Dear Kit,
It's been so long. I know time flies but I have thought of you every one of the roughly 1,590 days since May 19, 2006 when I had to let you go.
The pain has faded but oh God, I sure do miss the one who listened to me unfailingly and without judgment every time I needed it.
I still go to visit your grave when I need you, and I'm so sorry that I've missed watching the last sunset of the year on New Year's Eve as I did for the 18 years we were together.
But I thought of you that night and wished you were still here.
Lots of horses have come and gone since you; however, none have or will ever take your place in my heart.
I keep searching for you in every pair of dark brown eyes I look into but you are never there.
And, though I know we had our moments, somehow you stand out in my mind as the gold standard of horses. Every one is weighed and measured against you, and every one is found lacking. Do you think it's like that for everyone and their most memorable horse? Shoud that be considered unfair to the others that come after? You know, that know one will ever fill your footprints.

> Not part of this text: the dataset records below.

PR #8734, opened 2020-03-13
Add terraform testing

rifelpet:
This adds a new `verify-terraform` make target and hack script that uses the official terraform docker image to validate the .tf files in our integration tests.

This can catch issues like:
* missing required resource properties
* typos in resource property names
* invalid values for resource properties

Unfortunately the test fails unless all referenced external files are present, which means we need to check in the userdata, IAM policies, and SSH public key files used by the terraform code's `file()` references. I decided to update the regular integration tests to also validate their contents. hack/updated-expected.sh will now also create these files.

Marking WIP because some clusters didn't have all their files created, i think it might be an issue with the expected list of files vs actual list of files. also need to get this connected to a prow job.

Feel free to review the hack script now though. I chose to use docker in order to make it work across platforms more easily. I tried using bazel but only found a terraform rules repo that is two years old so I was a bit hesitant to use it. shelling out from bazel seemed messy too.
ref: #8648


rifelpet:
I think this is ready for review/merge.

There are failures with google's terraform setup. The hardcoded provider version requires terraform >= 0.12 but the remainder of the syntax requires terraform <0.12. This will be fixed as  0.12 support is added in a future PR.

#8744 will also "conflict" with this PR in the sense that tests will fail if both are merged without one of them requiring changes (I have no preference which lands first, I'll fix the other). This is because this PR adds empty bastion userdata files in order to pass the integration tests, but #8744 will assert that they don't exist.

Because of the failures, I'm making the script non-blocking: it exits 0 even in the case of failures. I'd rather get this merged early to avoid further issues with other PRs and the new data files now being checked in.

Once #8744 is merged and we either fix the google provider or rollout the 0.12 upgrade we can make the script blocking.

rifelpet:
@mikesplain you mentioned in office hours yesterday that you use Terraform. Any chance you can take a look at this?

mikesplain:
Absolutely, I’ll take a look when I’m back at my machine.

rifelpet:
I had to add empty userdata files for bastion launch configs (and launch templates) because we still compare them and ensure they exist. I actually have #8744 open which will negate that, but that requires #8737 which is ready for review/merge whenever.

Lastly theres an issue with our golden compare and line endings. the comparison strips carriage returns before comparing:

https://github.com/kubernetes/kops/blob/90af3a14b9c0c52ff50bd3726d14f76b24d8dbb8/pkg/testutils/golden/compare.go#L43-L44

but the additionalUserData field actually adds carriage returns:

https://github.com/kubernetes/kops/blob/90af3a14b9c0c52ff50bd3726d14f76b24d8dbb8/pkg/model/resources/nodeup.go#L197-L198

meaning that ./hack/updated-expected.sh wont update the file properly and the subsequent test will continue to fail. I'm still working on how to handle this, so i expect my most recent push to fail some tests.

In the mean time, #8737 is ready to go. If it causes merge conflicts with this or #8744 I'll rebase them asap while I try to work through this newline issue.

Floyd is still wonderful, and I forgave him last year when he colicked for being a part of your horrible fatal accident. Sunny is still there, and I can tell that his bully attitude is a direct result of the hell you put him through.
And there is Otis, who you would have loved. Otis's show name is SpongeBob Squarepants. This has to be the happiest horse on earth. He is so damn happy go lucky, I swear he must be eating shrooms in his pasture. And the shrooms would account for his hallucinations. God, the other day that fool rolled around in this big pile of mud, stood up, shook, then rolled on the other side. He stood, stretched, perused the horizon, then obviously spied a scary turd or two, leapt 5 ft. in the air, farted, and that spooked him so much, he RAN to Floyd's and Sunny's sides for safety. Whereupon, Sunny promptly bit him right on the withers, a distinctive move we now call the Sunny special.
Otis is what we lovingly refer to as "a damn mess." He is huge, gorgeous, and completely clueless. A real valley girl. At the dressage show last weekend, he spooked at a miniscule piece of mud and pinned a fat lady against the arena railing. Sheesh. Rocks in the driveway scare him. Rocks that he sees daily and that never move.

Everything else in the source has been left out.